Records for the task Start Marker

PR #1548, opened 2021-08-07
Make the `--filter` option shorter for PHPUnit

maks-rafalko:
This is just an attempt to make the `--filter` shorter. It doesn't fix https://github.com/infection/infection/issues/1545 though.

Explanation:

Difference between `master` and this PR with built `--filter`:

```diff
- /App\\Tests\\Functional\\Api\\Document\\DocumentTemplateTest\:\:test_it_can_update_document_template with data set "Returns error when at leas one of the business programs not in the document type'\''s list"
+ /DocumentTemplateTest\:\:test_it_can_update_document_template with data set "Returns error when at leas one of the business programs not in the document type'\''s list"
```

We can get rid of all the `App\\Tests\\Functional\\Api\\Document\\` and similar prefixes, leaving just `ClassTest::test_case_method` notation (or `ClassTest::test_case_method with data set "#1"` if data provider is used).

Why not just `test_case_method1|test_case_method2`? Because the less unique the filter, the more tests will be executed (which is worse from performance POV). If we have 1000 files with `test_case_method1`, then all the 1000 tests will be executed. Prefixing `test_case_method1` with `ClassTest::` make it hopefully unique.

On my real project test, this PR saves 13,000 characters from 50,000 and saves the performance (runs the same amount of tests, not more).

### DIFF
--- a/tests/phpunit/TestFramework/PhpUnit/CommandLine/ArgumentsAndOptionsBuilderTest.php
+++ b/tests/phpunit/TestFramework/PhpUnit/CommandLine/ArgumentsAndOptionsBuilderTest.php
@@ -142,7 +142,7 @@ final class ArgumentsAndOptionsBuilderTest extends TestCase
             [
                 'App\Test::test_case1',
             ],
-            '/App\\\\Test\:\:test_case1/',
+            '/Test\:\:test_case1/',
         ];
 
         yield '2 test cases' => [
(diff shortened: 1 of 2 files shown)


sanmai:
Here's what we can do: 
- We can have several optimization strategies for `--filter`. For example, we can go the way you propose here, or we can use the original approach, or we can go `test_case_method1|test_case_method2`.
- Next we can run a cost/benefit for each of the strategies. For example, if the original strategy leads to a regex shorter than, say, 300 characters, we could probably just use it and not consider anything else.
- We know how much time it takes to run every test, and we can tell how much time it would take to run the most optimal set of tests. Next we can check if there's a substantial difference between different remaining strategies. For example, if the "shortest" strategy such as `test_case_method1|test_case_method2` leads to a test duration within 1% of the optimal time, we can probably just use the shortest.
- If we didn't find the optimal strategy, we can optimize by finding a strategy with the shortest resulting regex (we can probably predict its length) that has the least amount of the deviation from the optimum.
 
Do you think this will be too much trouble to make it worth it?

theofidry:
@sebastianbergmann would there be an alternative solution? For example setting `--filters` as a possible array and if there is multiple entries then all must match?

sebastianbergmann:
Just to make sure I understand your motivation correctly: you would like to define a list of tests to run? Then, I think, finally implementing https://github.com/sebastianbergmann/phpunit/issues/3387 would be the way to go. That, however, would be a new feature that would only be available in PHPUnit >= 10.

theofidry:
>That, however, would be a new feature that would only be available in PHPUnit >= 10

That's totally fine: whichever solution is implemented in PHPUnit will be in a newer version and infection will most likely always have a wider range of PHPUnit versions to support.

I think @maks-rafalko solutions is a good one as it tries to limit the issue but it's a tiny patch at best. @sanmai is also a viable solution but it feels (IMO) like adding a lot of brittle (it tries to find a _compromise_) code for something that IMO should just be possible without workarounds.

@maks-rafalko @sanmai maybe another patch would be to simply remove `--filter` and add a warning in the case where the length could not be reduced enough. It will result in a big performance degradation in those cases but IMO it is better than a failure/false result

maks-rafalko:
@sanmai @theofidry I've added your ideas for further implementing to here https://github.com/infection/infection/issues/1545#issuecomment-912941104, and will keep that issue open to try improve this filtering farther. For now will merge this small patch and test it on my daily job project with the upcoming 0.25.0 release

theofidry:
👍

tests/phpunit/TestFramework/PhpUnit/CommandLine/ArgumentsAndOptionsBuilderTest.php
```diff
@@ -151,25 +151,50 @@ public function provideTestCases(): Generator
...
+            '/Test\:\:test_case1 with data set "With special character @"|Test\:\:test_case2/',
+        ];
+
+        yield '2 data sets from data provider for the same test case' => [
+            true,
+            [
+                'App\Test::test_case1 with data set "#1"',
+                'App\Test::test_case1 with data set "#2"',
+            ],
+            '/Test\:\:test_case1 with data set "\#1"|Test\:\:test_case1 with data set "\#2"/',
```
staabm, line 181: do I get it right, that we are running

`phpunit --filter='Test::test_case1 with data set "With special character @"'`

?

if so, I think we can shorten this even more. PHPUnit supports these notations:

`--filter "testSuiteSorterDefectsWithDataProviderTest::testOne#1"`
`--filter "testSuiteSorterDefectsWithDataProviderTest::testOne@data-set"`

see e.g. https://github.com/sebastianbergmann/phpunit/pull/6272
(This PR did not introduce this filter feature.. it only adjusted the output rendering)

meaning, we don't need this `with data set` in the pattern

maks-rafalko: > do I get it right, that we are running

yes. And we do it for PHPUnit <10 and PHPUnit >=10, see

https://github.com/infection/infection/blob/5392be12640e90a3f6f2f3f6a73b1f32b746f562/src/TestFramework/PhpUnit/CommandLine/ArgumentsAndOptionsBuilder.php#L176-L181

if you think we can do it shorter, great! let's extract to a separate issue.

related

- https://github.com/infection/infection/issues/1825#issuecomment-1423104126
- https://github.com/infection/infection/pull/1854
- https://github.com/infection/infection/issues/1899 and the fix https://github.com/infection/infection/pull/1900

Records for the task End Marker

Write only the number of lines in the material above where the string "https" occurs.

8